# About this task
Begin at the first line of the records below and, please, give each line again exactly until the line with "This would be" is included.

*** Opening Data listing ***

PR #98, opened 2018-12-27
Stream: seek to the begining of the string on initialization

lyrixx:
This is useful in test env where we usually 'mock' the response

### DIFF
--- a/.gitignore
+++ b/.gitignore
@@ -1,3 +1,4 @@
+/.tmp
 /build/
 /composer.lock
 /phpunit.xml


Zegnat:
This would be a breaking change as it affects any subsequent calls to `write()`, `read()`, etc. So I’d like to hold of on merging this pending further discussion. Also because `Stream::create` for this package is directly mapped to the PSR-17 factory implementation.

This has spurred me to do some research showing that [PSR-17 implementations disagree on where the file position indicator ends up](https://github.com/Zegnat/php-psr17-test-cursor). I have started [a discussion on the PHP-FIG mailing list](https://groups.google.com/forum/?fromgroups#!topic/php-fig/S5YIw-Pu1yM). Hopefully we can get some eyes on this and have an expected outcome formalised in the [official unit tests](https://github.com/php-fig/http-factory).

For now I think the best advice possible for compatibility is to always call `rewind()` when you are working with a newly created stream. Or at least check where you are with `tell()`.

lyrixx:
For now I'm using `__toString` method in my code to "fix" this issue
https://github.com/Nyholm/psr7/blob/867ce43052cb60e32001a8a0aa825f1830882ad8/src/Stream.php#L98-L109

Zegnat:
> For now I'm using `__toString` method in my code to "fix" this issue

That may not only be a fix, but just the most correct way of using PSR-7 objects.

[PSR-7](https://www.php-fig.org/psr/psr-7/) defines `StreamInterface::__toString()` to return “all data from the stream into a string, from the beginning to end”, while `StreamInterface::getContents()` returns “the remaining contents” (not necessarily from the start). None of that is particularly obvious though, and in certain environments people may even dislike depending on magic methods such as `__toString()`.

Nevertheless I continued researching where different implementations put the cursor (and thus the start of `getContents()`) and sadly concluded that there is [a near 50/50 split](https://groups.google.com/d/msg/php-fig/S5YIw-Pu1yM/RKbk6CTdCgAJ). Without a clear right answer, I do not think this PR can be merged. I would not like to introduce a breaking change and later have to revert it again if the PHP-FIG Working Group decides that putting the cursor at the end of the string is correct.

This also means that if you want to reserve the ability to switch PSR-7/PSR-17 implementations in the future, it is best not to depend on a fixed cursor position from `StreamFactoryInterface::createStream()`.

If you feel strongly for or against a certain cursor position, I would love to read your opinions on the PHP-FIG mailing list as well. Maybe a case is to be made around mocking. I have found the PHP-FIG to be plenty open to outsider perspectives! (Like mine, for that matter.)

PR #105, opened 2019-02-14
CS fixes

Nyholm:


src/Request.php
```diff
@@ -16,11 +16,11 @@
     use RequestTrait;
 
     /**
-     * @param string $method HTTP method
-     * @param string|UriInterface $uri URI
-     * @param array $headers Request headers
-     * @param string|null|resource|StreamInterface $body Request body
-     * @param string $version Protocol version
+     * @param string                               $method  HTTP method
```
samdark: This won't be parse-able via IDEs. At least PhpStorm.

src/Uri.php
```diff
@@ -309,7 +309,7 @@ private function filterQueryAndFragment($str): string
             throw new \InvalidArgumentException('Query and fragment must be a string');
         }
 
-        return \preg_replace_callback('/(?:[^' . self::CHAR_UNRESERVED . self::CHAR_SUB_DELIMS . '%:@\/\?]++|%(?![A-Fa-f0-9]{2}))/', [__CLASS__, 'rawurlencodeMatchZero'], $str);
+        return \preg_replace_callback('/(?:[^'.self::CHAR_UNRESERVED.self::CHAR_SUB_DELIMS.'%:@\/\?]++|%(?![A-Fa-f0-9]{2}))/', [__CLASS__, 'rawurlencodeMatchZero'], $str);
```
samdark: And this is against formatting PSR.

src/Request.php
Nyholm: Yeah, I saw that. I will figure out what php-cs-fixer rule that disables this.

src/Uri.php
Nyholm: These changes are automatic. I need to fine the correct php-cs-fixer rule to change this. 

I do not want to undo your changes.

Nyholm:
For future reference: If you run `php-cs-fixer fix -vvv` it will say **why** they are fixing some files. It makes it easier to find the correct rule in the docs.

Nyholm:
I have addressed the issues. 

Travis is red because it claims it is a BC break. 
I did not change the behavior of `MessageTrait::$stream`, it was the documentation that was wrong the in the first place.

PR #107, opened 2019-02-16
Added more tests and scrutnizer fixes

Nyholm:


src/UploadedFile.php
```diff
@@ -40,7 +40,7 @@
     /** @var bool */
     private $moved = false;
 
-    /** @var int|null */
+    /** @var int */
```
Nyholm: It is actually impossible to create an UploadedFile with `$size = null`

src/UploadedFile.php
```diff
@@ -212,34 +212,17 @@ public function getClientMediaType(): ?string
      *
      * @param StreamInterface $source Stream to read from
      * @param StreamInterface $dest Stream to write to
-     * @param int $maxLen Maximum number of bytes to read. Pass -1
-     *                    to read the entire stream
      *
      * @throws \RuntimeException on error
      */
-    private function copyToStream(StreamInterface $source, StreamInterface $dest, $maxLen = -1): void
+    private function copyToStream(StreamInterface $source, StreamInterface $dest): void
```
Nyholm: We are never using the third parameter, That is why I could remove the dead code

tests/StreamTest.php
```diff
@@ -19,7 +19,7 @@ public function testConstructorInitializesProperties()
         $this->assertTrue($stream->isWritable());
         $this->assertTrue($stream->isSeekable());
         $this->assertEquals('php://temp', $stream->getMetadata('uri'));
-        $this->assertInternalType('array', $stream->getMetadata());
+        $this->assertIsArray($stream->getMetadata());
```
Nyholm: `assertInternalType` is deprecated

Nyholm:
Im done with this PR now.

Zegnat:
I don’t understand the Travis error on this one… It seems to complain about `MessageTrait` but I don’t see you changing `MessageTrait`?

I haven’t used PHPStan before so this will be interesting to check out. Overall all the code changes look good to me!

Nyholm:
PHPStan is pretty cool. We do get a few false negatives but that is fine. 

I added the docs on `MessageTrait::$stream` to allow null. We already did allow it but it was not documented. That is the "BC break". 

It is not an actual BC break for two reasons: 
- It is a private property on our "internal trait"
- The behavior of the code was never changed. 

Thank you for the review

PR #112, opened 2019-04-01
Typo

Spomky:


Zegnat:
@Nyholm do you know why this isn’t getting passed Travis (and thus unmergable)?

Nyholm:
Hm. No. I’ll have a look as soon as I land (if battery allows it)

PR #223, opened 2023-04-05
chore(deps): allow psr/http-message v2

simPod:


nicolas-grekas:
In the CI:

>   - Locking psr/http-message (1.1)

So that's not enough.

Also, is this lib really compatible with v2? Doesn't it miss some return types?

simPod:
Hm, let's test it.

simPod:
There are indeed some type changes required but I believe the v2 support won't be possible now since old php versions are allowed.

src/MessageTrait.php
```diff
@@ -81,17 +77,17 @@ public function getHeaderLine($header): string
         return \implode(', ', $this->getHeader($header));
     }
 
-    public function withHeader($header, $value): self
+    public function withHeader(string $name, $value): self
```
nicolas-grekas, line 80: the name should not be changed

src/Response.php
```diff
@@ -65,7 +65,7 @@ public function getReasonPhrase(): string
         return $this->reasonPhrase;
     }
 
-    public function withStatus($code, $reasonPhrase = ''): self
+    public function withStatus(int $code, string $reasonPhrase = ''): ResponseInterface
```
nicolas-grekas, line 68: `self` should be kept everywhere

src/Response.php
```diff
@@ -65,7 +65,7 @@ public function getReasonPhrase(): string
...
     {
         if (!\is_int($code) && !\is_string($code)) {
```
nicolas-grekas, line 70: can be removed

src/ServerRequest.php
```diff
@@ -79,7 +79,7 @@ public function getUploadedFiles(): array
     /**
      * @return static
      */
-    public function withUploadedFiles(array $uploadedFiles)
+    public function withUploadedFiles(array $uploadedFiles): ServerRequestInterface
```
nicolas-grekas, line 82: we should use `self` everywhere instead

src/ServerRequest.php
```diff
@@ -150,7 +150,7 @@ public function getAttributes(): array
     /**
      * @return mixed
      */
-    public function getAttribute($attribute, $default = null)
+    public function getAttribute(string $attribute, $default = null)
     {
         if (!\is_string($attribute)) {
```
nicolas-grekas, line 155: drop

src/ServerRequest.php
```diff
@@ -163,7 +163,7 @@ public function getAttribute($attribute, $default = null)
         return $this->attributes[$attribute];
     }
 
-    public function withAttribute($attribute, $value): self
+    public function withAttribute(string $attribute, $value): ServerRequestInterface
     {
         if (!\is_string($attribute)) {
```
nicolas-grekas, line 168: drop

src/ServerRequest.php
```diff
@@ -175,7 +175,7 @@ public function withAttribute($attribute, $value): self
         return $new;
     }
 
-    public function withoutAttribute($attribute): self
+    public function withoutAttribute(string $attribute): ServerRequestInterface
     {
         if (!\is_string($attribute)) {
```
nicolas-grekas, line 180: drop

src/Stream.php
```diff
@@ -293,7 +290,7 @@ public function getContents(): string
     /**
      * @return mixed
      */
-    public function getMetadata($key = null)
+    public function getMetadata(string $key = null)
     {
         if (null !== $key && !\is_string($key)) {
```
nicolas-grekas, line 295: drop

src/Uri.php
```diff
@@ -138,7 +138,7 @@ public function getFragment(): string
         return $this->fragment;
     }
 
-    public function withScheme($scheme): self
+    public function withScheme(string $scheme): UriInterface
     {
         if (!\is_string($scheme)) {
```
nicolas-grekas, line 143: drop (I'm stopping here, please continue :)

src/Uri.php
```diff
@@ -155,7 +155,7 @@ public function withScheme($scheme): self
         return $new;
     }
 
-    public function withUserInfo($user, $password = null): self
+    public function withUserInfo(string $user, ?string $password = null): UriInterface
```
nicolas-grekas, line 158: self everywhere, please continue :)

nicolas-grekas:
We should bump to PHP >=7.2 also

simPod:
If that's okay with you I've opened `>=7.2 PR` here https://github.com/Nyholm/psr7/pull/226

simPod:
Also, I think we cannot have support for both v1 and v2 since methods with typed arguments are not backward compatible.

nicolas-grekas:
> methods with typed arguments are not backward compatible

because of the behavior change when passing incompatible types, or?

simPod:
Because changing e.g.

```diff
-     public function withProtocolVersion($version): self
+     public function withProtocolVersion(string $version): self
```

is required and compatible with v2 but not compatible with v1

nicolas-grekas:
It's compatible with 1.1, so we could just bump to ^1.1|^2.0, no?

src/MessageTrait.php
simPod: Ok but it has been changed in psr/http-message v2

nicolas-grekas: argument names are not part of the contract in PHP

simPod:
Test suite is being adapted here https://github.com/php-http/psr7-integration-tests/pull/68

nicolas-grekas:
Closing in favor of #234, thanks for pushing for this.

PR #229, opened 2023-04-09
Extract path normalization in a separate method

kudashevs:
Because the leading slashes path normalization seems to be duplicated, I would like to propose to extract it to a separate method.


kudashevs:
Wrong assumption, sorry. The functionality is different and cannot be extract.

*** Closing Data listing ***

# Expected answer
PR #98, opened 2018-12-27
Stream: seek to the begining of the string on initialization

lyrixx:
This is useful in test env where we usually 'mock' the response

### DIFF
--- a/.gitignore
+++ b/.gitignore
@@ -1,3 +1,4 @@
+/.tmp
 /build/
 /composer.lock
 /phpunit.xml


Zegnat:
This would be a breaking change as it affects any subsequent calls to `write()`, `read()`, etc. So I’d like to hold of on merging this pending further discussion. Also because `Stream::create` for this package is directly mapped to the PSR-17 factory implementation.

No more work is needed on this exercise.